Configure directly in code if not using a `.env` file:

```python
from nerd_megacompute import set_api_key, set_debug_mode
set_api_key('your_api_key_here')
set_debug_mode(True)
```

### @cloud_compute Parameters

- **cores** (default: 8): Number of CPU cores in the cloud.
- **timeout** (default: 1800): Maximum wait time in seconds.

## Library Support & Restrictions

Your code can only use Python’s standard library or the following third-party libraries:

- numpy, scipy, pandas, matplotlib, scikit-learn, jupyter
- statsmodels, seaborn, pillow, opencv-python, scikit-image, tensorflow
- torch, keras, xgboost, lightgbm, sympy, networkx, plotly, bokeh
- numba, dask, h5py, tables, openpyxl, sqlalchemy, boto3, python-dotenv, requests

**Why?**
This ensures compatibility and security in the cloud. Unsupported libraries may cause runtime errors.

**Recommendations:**

- Verify usage of supported libraries.
- Test locally with the same constraints.
- For additional libraries, refactor the code or contact us.

## Multi-Core Usage

### Guidelines

- **Single-threaded code:**
  Multiple cores won’t speed up functions not designed for parallel execution.
  ```python
  @cloud_compute(cores=8)
  def single_threaded_function(data):
    return [process_item(item) for item in data]
  ```
- **Parallelized code:**
  Use multi-threading or multi-processing to utilize more cores effectively.

  ```python
  from multiprocessing import Pool

  @cloud_compute(cores=8)
  def multi_core_function(data):
    with Pool(8) as pool:
       result = pool.map(process_item, data)
    return result
  ```

### Supported Core Configurations

This library currently supports AWS Batch with Fargate compute environments.

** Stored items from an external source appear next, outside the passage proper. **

PR #295, opened 2019-11-22
add direct context cache test, fix cache deletes

evanmcc:
this test should take care of most issues with lagging ledger determinism, but requires a lot of testing; we need to make sure whether or not the insert-witness change means we need to reset all the ledgers, and if so, if there's a way around it.

### DIFF
--- a/src/ledger/v1/blockchain_ledger_v1.erl
+++ b/src/ledger/v1/blockchain_ledger_v1.erl
@@ -361,11 +361,21 @@ fingerprint(#ledger_v1{mode = Mode} = Ledger, Extended) ->
            securities = SecuritiesCF,
            routing = RoutingCF
           } = SubLedger,
-        L = [DefaultVals, GWsVals, EntriesVals, DCEntriesVals, HTLCs,
-             PoCs, Securities, Routings]
-            =  [cache_fold(Ledger, CF, fun(X, Acc) -> [X | Acc] end, [])
-                || CF <- [DefaultCF, AGwsCF, EntriesCF, DCEntriesCF, HTLCsCF,
-                          PoCsCF, SecuritiesCF, RoutingCF]],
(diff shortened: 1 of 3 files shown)


src/ledger/v1/blockchain_ledger_v1.erl
```diff
@@ -1054,37 +1054,26 @@ request_poc(OnionKeyHash, SecretHash, Challenger, BlockHash, Ledger) ->
...
-            ok = cache_put(Ledger, AGwsCF, Challenger, GwBin),
-
-            PoC = blockchain_ledger_poc_v2:new(SecretHash, OnionKeyHash, Challenger, BlockHash),
-            PoCBin = blockchain_ledger_poc_v2:serialize(PoC),
-            BinPoCs = erlang:term_to_binary([PoCBin|lists:map(fun blockchain_ledger_poc_v2:serialize/1, PoCs)]),
-            PoCsCF = pocs_cf(Ledger),
-            cache_put(Ledger, PoCsCF, OnionKeyHash, BinPoCs);
+            ok;
         LastOnionKeyHash  ->
             case delete_poc(LastOnionKeyHash, Challenger, Ledger) of
```
Vagabond: No need for a case here at all now?

src/ledger/v1/blockchain_ledger_v1.erl
```diff
@@ -1732,12 +1721,7 @@ cache_get(#ledger_v1{db=DB}=Ledger, CF, Key, Options) ->
 -spec cache_delete(ledger(), rocksdb:cf_handle(), any()) -> ok.
 cache_delete(Ledger, CF, Key) ->
     {Context, Cache} = context_cache(Ledger),
-    case ets:lookup(Cache, {CF, Key}) of
```
Vagabond: Nice catch

PR #297, opened 2019-11-25
Keep retrying assert location transactions

vihu:
Far from ideal, but it would make the on-boarding potentially suck less as we'll keep retrying assert location transactions, even after F+1 members have rejected them. This is temporary while we make txn bundles work solid enough.

### DIFF
--- a/src/transactions/blockchain_txn_mgr.erl
+++ b/src/transactions/blockchain_txn_mgr.erl
@@ -239,7 +239,7 @@ rejected(Txn, Member, State=#state{txn_map=TxnMap, chain=Chain}) ->
             F = (N - 1) div 3,
             case length(lists:usort([Member|Rejections])) > F of
                 true ->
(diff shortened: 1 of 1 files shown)


src/transactions/blockchain_txn_mgr.erl
```diff
@@ -239,8 +239,16 @@ rejected(Txn, Member, State=#state{txn_map=TxnMap, chain=Chain}) ->
             F = (N - 1) div 3,
             case length(lists:usort([Member|Rejections])) > F of
                 true ->
-                    %% too many rejections
-                    State#state{txn_map=maps:remove(Txn, TxnMap)};
+                    %% Temporary patch to keep retrying assert location
```
Vagabond:
```suggestion
                    %% TODO XXX Temporary patch to keep retrying assert location
```

PR #298, opened 2019-11-26
mod the fingerprint height so we get more reports

evanmcc:


src/blockchain_worker.erl
```diff
@@ -231,7 +231,10 @@ signed_metadata_fun() ->
                         {error, _} ->
                             #{}
                     end,
-                FPMD = case blockchain_ledger_v1:fingerprint(blockchain:ledger(Chain)) of
+                Ht0 = maps:get(<<"height">>, HeightMD, 1),
+                Ht = max(1, Ht0 - (Ht0 rem 20)),
+                {ok, Ledger} = blockchain:ledger_at(Ht, Chain),
+                FPMD = case blockchain_ledger_v1:fingerprint(Ledger) of
```
Vagabond: put this in an e2qc cache?

PR #301, opened 2019-12-01
use snapshots for ledger_at, when available

Vagabond:
Since we already create ledger snapshots on block absorb, cache them in
    an ETS table so that if we need to compute a ledger at that height
    later, we have it cached. Snapshots older than the lagging ledger will
    be deleted from the cache and be garbage collected as normal. This
    provides a very sigificant speed increase when syncing blocks or
    when the consensus group is validating proposed transactions.

    In addition remove a log message from poc receipt validation that was
    accidentally merged.

### DIFF
--- a/src/ledger/v1/blockchain_ledger_v1.erl
+++ b/src/ledger/v1/blockchain_ledger_v1.erl
@@ -13,7 +13,7 @@
     check_key/2, mark_key/2,
 
     new_context/1, delete_context/1, reset_context/1, commit_context/1, context_cache/1,
-    new_snapshot/1, release_snapshot/1, snapshot/1,
+    new_snapshot/1, has_snapshot/2, release_snapshot/1, snapshot/1,
 
     current_height/1, increment_height/2,
     transaction_fee/1, update_transaction_fee/1,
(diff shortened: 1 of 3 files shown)


src/ledger/v1/blockchain_ledger_v1.erl
```diff
@@ -283,16 +285,31 @@ context_cache(#ledger_v1{mode=delayed, delayed=#sub_ledger_v1{context=Context, c
...
                         snapshot=undefined,
+                        snapshots=Cache,
                         active=#sub_ledger_v1{context=undefined, cache=undefined},
                         delayed=#sub_ledger_v1{context=undefined, cache=undefined}}=Ledger) ->
     case rocksdb:snapshot(DB) of
         {ok, SnapshotHandle} ->
+            {ok, Height} = current_height(Ledger),
+            DelayedLedger = blockchain_ledger_v1:mode(delayed, Ledger),
+            {ok, DelayedHeight} = current_height(DelayedLedger),
+            ets:delete(Cache, DelayedHeight),
```
vihu: Would it be wise to do `true = ets:delete(Cache, DelayedHeight)` here? Same for the insert next line?

Vagabond: Why? maybe we don't have a snapshot at that height

PR #305, opened 2019-12-03
Support for separate absorbed predicate function

andymck:
NOTE:  this is dependant upon proto PR: https://github.com/helium/proto/pull/19

Adds support for a new txn specific absorbed/2 function via which we can identify if a txn has already been seen before ( ie a replay ) and preventing a double spend.  It is called as part of and before is_valid and thus if we have seen a txn previously we will avoid having to run the more computationally heavy validations.

absorbed/2 functions have been added to those txns for which I have been able to identify some means to detect potential replays/double spends ( it is included for the heavy POC receipt txns ).

Where a txn specifies a nonce, I have used the approach of checking that.  Where a nonce is not present I have looked at other approaches based on the data available and the actions performed by absorb/2 or is_valid/2.  

If a txn module exports absorbed/2 then it will be called from blockchain_txn:is_valid/2.

Some minor modification have been made to a number of is_valid/2 implementations.  Mostly these are to remove checks/validations which are now in absorbed/2 but more importantly to allow is_valid/2 to be deterministic and to always return the same result for the same txn irrespective of whether the txn has been absorbed or not.  

Further Considerations 
--------------------
This PR is predominantly concerned with being able to determine if a txn is a replay.  It does not attempt to rewrite the is_valid/2 functions.  There is scope for improving the existing is_valid/2 implementations and breaking them out into well-formedness checks and rules based checks ( ie is the member field populated vs is the election too early or too late ).  As this PR has taken so long as it is and touches a fair amount of code and has sufficient value in itself, i think its best to tackle the wider is_valid/2 improvements in a follow up task/PR.  

Txns which have absorbed/2 support
--------------------
- blockchain_txn_add_gateway_v1
- blockchain_txn_assert_location_v1
- blockchain_txn_create_htlc_v1
- blockchain_txn_gen_gateway_v1
- blockchain_txn_oui_v1
- blockchain_txn_payment_v1
- blockchain_txn_poc_receipts_v1
- blockchain_txn_routing_v1
- blockchain_txn_security_exchange_v1
- blockchain_txn_token_burn_v1
- blockchain_txn_vars_v1

txns which do not have absorbed/2 support as no clear means to facilitate 
--------------------
- blockchain_txn_poc_request_v1
- txn_coinbase 
- txn_dc_coinbase ( only passes is_valid/2 if height at genesis block )
- txn_redeem_htlc
- txn_security_coinbase ( only passes is_valid/2 if height at genesis block )
- txn_token_burn_exchange_rate

txns which do not have absorbed/2 support and likely wont ever need it
--------------------
- blockchain_txn_bundle_v1
- blockchain_txn_reward_v1 ( doesnt have an absorb function, why ? )

### DIFF
--- a/src/blockchain_worker.erl
+++ b/src/blockchain_worker.erl
@@ -22,7 +22,7 @@
     spend/3, spend/4,
     payment_txn/5, payment_txn/6,
     submit_txn/1, submit_txn/2,
-    create_htlc_txn/6,
+    create_htlc_txn/7,
     redeem_htlc_txn/3,
     peer_height/3,
     notify/1,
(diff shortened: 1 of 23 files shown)


evanmcc:
I think that this is irretrievably bitrotted at this point, and we'll go forwards with #1236

PR #307, opened 2019-12-04
initial version of poc gc

evanmcc:
in order to have ledger fingerprints, we need to clean up old poc stuff that has never been written over.  This is a first, kind of ugly, attempt at a cleanup.

### DIFF
--- a/src/blockchain.erl
+++ b/src/blockchain.erl
@@ -651,7 +651,14 @@ add_block_(Block, Blockchain, Syncing) ->
                                                             lager:error("Error absorbing transaction, Ignoring Hash: ~p, Reason: ~p", [blockchain_block:hash_block(Block), Reason]),
                                                             Error;
                                                         ok ->
-                                                            case blockchain_ledger_v1:new_snapshot(blockchain:ledger(Blockchain)) of
+                                                            try
+                                                                ok = blockchain_ledger_v1:maybe_gc_pocs(Blockchain)
+                                                            catch C:E ->
+                                                                    lager:info("poc gc failed with ~p:~p", [C,E]),
+                                                                    ok
+                                                            end,
+                                                            Ledger = blockchain:ledger(Blockchain),
+                                                            case blockchain_ledger_v1:new_snapshot(Ledger) of
                                                                 {error, Reason}=Error ->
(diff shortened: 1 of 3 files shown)


src/blockchain.erl
```diff
@@ -552,7 +552,9 @@ add_block_(Block, Blockchain, Syncing) ->
                                                             lager:error("Error absorbing transaction, Ignoring Hash: ~p, Reason: ~p", [blockchain_block:hash_block(Block), Reason]),
                                                             Error;
                                                         ok ->
-                                                            case blockchain_ledger_v1:new_snapshot(blockchain:ledger(Blockchain)) of
+                                                            Ledger = blockchain:ledger(Blockchain),
+                                                            ok = blockchain_ledger_v1:maybe_gc_pocs(Ledger, Blockchain),
```
Vagabond: Wny not just pass the chain here and extract the ledger in the function?

evanmcc: it was originally written to just need the ledger, but then it needed the chain for some reason and I didn't clean it up very well.  will fix.

Vagabond:
Can the draft status be removed?

src/ledger/v1/blockchain_ledger_v1.erl
```diff
@@ -1150,6 +1151,65 @@ delete_pocs(OnionKeyHash, Ledger) ->
...
+                                fun(PoC) ->
+                                        H = blockchain_ledger_poc_v2:block_hash(PoC),
+                                        case H of
+                                            <<>> ->
+                                                %% pre-upgrade pocs are ancient
+                                                false;
+                                            _ ->
+                                                {ok, B} = blockchain:get_block(H, Chain),
+                                                BH = blockchain_block:height(B),
+                                                (Height - BH) < 100
```
vihu: Maybe the `100` should be configurable via some chain var? `poc_challenge_interval` perhaps?

src/blockchain_utils.erl
```diff
@@ -26,6 +26,8 @@
 -include_lib("eunit/include/eunit.hrl").
 -endif.
 
+-include("blockchain_vars.hrl").
+
 -define(CHALLENGE_INTERVAL, poc_challenge_interval).
```
vihu: Maybe rip this out if it's not getting used anymore?

PR #309, opened 2019-12-04
Normalize floats and add more witness checks

vihu:
- Normalize all floats in path v2 and target v2

These  filters would kick in when we set `poc_version` to 5:
- Add witness inclusion filter
- Add bad witness rssi filter


vihu:
I'm closing this and will open two separate PRs, one for just normalization and another one for witness filteration.

PR #500, opened 2026-07-23
Upgrade fuzzer binary with the new VM

MOZGIII:
Goes in after #499


piercefreeman (approved):
I haven't the fuzzer deliver meaningful insights in the past - so might be worth just jettisoning it from the codebase for now to clean things up. But otherwise this port looks fine to me.

PR #504, opened 2026-07-23
Add support for multi-value assignments

MOZGIII:
Goes in after #502


piercefreeman (approved):

crates/lib/vm-compiler-for-ast-old/src/function/compiler/lowering/assignment.rs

The number of cores must be one of the following values:

- 1 core
- 2 cores
- 4 cores
- 8 cores
- 16 cores

### Tips

- Optimize your code for parallel execution.
- Experiment with different `cores` values to balance performance.

## Limitations

- **Serialization:**
  Both the function and its data must be serializable (using Python’s `pickle` module). Use only serializable types:

  - **Serializable:** Integers, floats, strings, booleans, None, lists, tuples, dictionaries, and custom objects without non-serializable attributes.
  - **Not Serializable:** Nested/lambda functions, open file handles, database connections, or objects with non-serializable attributes.

  **Test serialization example:**

  ```python
  import pickle

  try:
    pickle.dumps(your_function_or_data)
    print("Serializable!")
  except pickle.PickleError:
    print("Not serializable!")
  ```

- **Hardware Constraints:**
  The decorator is for CPU-based tasks. For GPU tasks, consider dedicated GPU cloud services.

- **Internet Requirement:**
  An active internet connection is needed during function execution.